Due to urbanization, industrialization and electrification, global demand for energy is on the rise, burdening the distribution network of a country. With the penetration of renewables into the decades old grid infrastructure, many mineral oil transformers are being overloaded to meet operating conditions, accelerating the ageing of paper insulation, potentially reaching the end of life. Retrofilling (replacing existing mineral oil transformers with ester oil) these transformers is a cost-effective way to slow down thermal aging rate of insulation, enabling overload capability of transformer and increasing system reliability with almost same efficiency. Figure 1 illustrates the percentage split between new installations and retrofills of ester oil distribution transformers globally for 2018.

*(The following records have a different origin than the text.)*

PR #505, opened 2024-06-04
Show recording title (metadata.title) if one has been set

bvaughn:
Otherwise fall back to showing the host

### Before
Screenshot 2024-06-04 at 9 13 46 AM

### After
Screenshot 2024-06-04 at 9 12 14 AM

### DIFF
--- a/packages/replayio/src/utils/recordings/getRecordings.ts
+++ b/packages/replayio/src/utils/recordings/getRecordings.ts
@@ -26,7 +26,9 @@ export function getRecordings(processGroupIdFilter?: string): LocalRecording[] {
 
           Object.assign(recording.metadata, metadata);
 
-          const { argv, process, processGroupId, uri } = metadata;
+          const { argv, process, processGroupId, title, uri } = metadata;
+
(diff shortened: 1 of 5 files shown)


packages/replayio/src/utils/recordings/getRecordings.ts
```diff
@@ -26,7 +26,9 @@ export function getRecordings(processGroupIdFilter?: string): LocalRecording[] {
 
           Object.assign(recording.metadata, metadata);
 
-          const { argv, process, processGroupId, uri } = metadata;
+          const { argv, process, processGroupId, title, uri } = metadata;
+
+          recording.metadata.title = title;
```
Andarist, line 31: I'm not sure if that's a valid scenario right now but it doesn't seem unreasonable to have multiplied `addMetadata` entries for a single recording. In such a case, if the title would be in the first one then we'd remove it when processing the second one.
```suggestion
          if (title) {
            recording.metadata.title = title;
          }
```

Andarist (approved):

PR #508, opened 2024-06-05
replayio: add trailing newline to recordings.log

hbenl:
[This comment](https://linear.app/replay/issue/PRO-572/playwright-reporter-sometimes-doesnt-write-test-metadata#comment-2c3f1fea) explains how leaving out the trailing newline creates problems.

### DIFF
--- a/packages/replayio/src/utils/recordings/readRecordingLog.ts
+++ b/packages/replayio/src/utils/recordings/readRecordingLog.ts
@@ -15,6 +15,10 @@ export function readRecordingLog() {
       } catch (err) {
         debug(`Error parsing line:\n${line}`);
 
+        // Early versions of `replayio` could remove the trailing \n from recordings.log,
+        // so the next entry would be appended to the last line, creating a line with two
+        // entries. This workaround lets us read these corrupted entries but it should
+        // be removed eventually.
         const replaced = line.replace(/\}\{/g, "}\n{");
 
         if (replaced.length === line.length) {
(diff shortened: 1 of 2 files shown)


.changeset/witty-laws-join.md
```diff
@@ -0,0 +1,5 @@
+---
+"replayio": patch
+---
+
+Fixed a potential data corruption issue related to the `recrdings.log` updates
```
Andarist, line 5: @hbenl feel free to tweak this if you think this is inaccurate
```suggestion
Fixed a potential data corruption issue related to the `recordings.log` updates
```

oops, i made a type 🤐

Andarist (approved):

Andarist:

Ester oil transformers fall into the general category of oil-immersed distribution transformers, which covers almost 95% of the installed base as compared to dry type transformers. However, dry type transformers are being used in many industries and utilities to avoid potential fire hazards posed by mineral oil transformers, particularly in navy applications and nuclear power plants etc. According to PTR’s analysis, some of the dry type transformers in these applications will shift towards ester oil distribution transformers due to enhanced fire resistance properties of ester oil.
Ester Oil Transformer Market Outlook
Ester oil distribution transformers featuring advantages like reduced fire risk, improved environmental footprint, optimized transformer performance and increased life expectancy easily offset the initial capital cost of new installations. In addition, retrofilling the installed base of distribution transformers can significantly increase system reliability, delay transformer replacements based on age and increase overloading capability beyond the nameplate rating. Recently, there has been exponential rise in adoption of ester oil distribution transformers especially in Americas and Europe with major utilities (TransnetBW, PG&E, EWEB, SMUD etc.) and manufacturers shifting their focus towards these “green transformers”. OEMs setting up production facilities of ester oil in MEA and APAC region also anticipate increased deployment of ester oil transformers regionally. APAC and Europe region would experience significant penetration of renewables into their grid infrastructure by 2025 as depicted in Figure 3. These markets can prove to be a winning opportunity for OEMs offering ester oil distribution transformers as they are able to sustain longer operation of peak load and are also compatible with variable duty cycle of renewables (wind & solar).